Eso dijo en su último aliento, antes de que en la pantalla del electrocardiograma apareciera una línea recta. Aquella noche fue la única vez en toda su vida que se comportó como un verdadero padre y fue la que me dejó marcada para siempre. Cuando se lo conté a Nieves, para ella fue más fácil creer que en sus últimos minutos de vida deliraba, que pensar que aquellas palabras salían desde el fondo de su corazón.
* * *
Justo en ese momento, las puertas del ascensor se abren y, frente a nosotros, una mujer de mediana edad le indica a Julio que llega tarde.
—Lo sé, lo sé... —contesta sin pararse, mientras tira de mí pasillo arriba.

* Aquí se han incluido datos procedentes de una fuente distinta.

PR #4545, opened 2021-03-31
[Modular] how ya'll mfs look using jump-to-area

unit0016:
## About The Pull Request
fixes jump to area leading to DS-1
why people are using jump to area is beyond me but I got complaints so here it is

## Why It's Good For The Game
feex good

## Changelog
:cl:
fix: Jump to area no longer leads to DS-1.
/:cl:


tf-4:
god thank you, this was so painful

PR #4617, opened 2021-04-03
[MODULAR] Adds new wizard spell, Magic Stimpack!

Swiftfeather:
## About The Pull Request

Adds a new (functioning) spell whose sole purpose is to give a few u of stimulants to the caster, and get them out of tight spots. This wouldn't be necessary if lethal ammunitions didn't do such an absurd amount of stam damage, but here we are. Only injects 3u, and gets you on your feet, but that's about it.

## Why It's Good For The Game

Lethal rounds do a shit ton of stamina damage depending on the gun they come from. Kinda sucks, this helps wizards get out of binds. Not as powerful as a stimpack, by any means. This won't make wizards walking tanks like a full stimpack would, but that's not what this PR is for. This PR is just so wizards have SOME way to counteract crazy high ranged stamina damage.

## Changelog
:cl:
balance: Wizards now have a stimulant spell.
/:cl:


Gandalf2k15 (approved):
ok

PR #4623, opened 2021-04-03
[modular] added brig medic and sarg to locked item lists in loadout

thestubborn:
you cant be a sergeant cowboy

or wear scrubs as a brig medic

this fixes this, enhancing cowboy roleplay by about 15%


thestubborn:
ah i forgot about that, hold on, new pr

Unos metros más adelante nos detenemos en unas puertas en las que puedo leer «Sala de espera» y un folio en el que alguien ha escrito «Prohibido entrar sin una sonrisa».
—¿Preparada?
—Julio, creo que a mí se me ha olvidado sonreír —le comento nerviosa—. No me gustan los hospitales y no entiendo qué puede haber tras esa puerta que te haga sonreír.
—No te preocupes, Sara, yo te lo recuerdo —replica dándome un pequeño beso en los labios y retirándome el pelo de la cara—. ¿Confías en mí, verdad? —me pregunta transmitiéndome seguridad.
—Sí —contesto confiada, pero sin tener ni idea de lo que me voy a encontrar tras esa puerta.
—Perfecto —me responde con una sonrisa resplandeciente y un brillo en los ojos—. Por cierto... necesitarás esto —dice antes de entrar, sin soltarme la mano.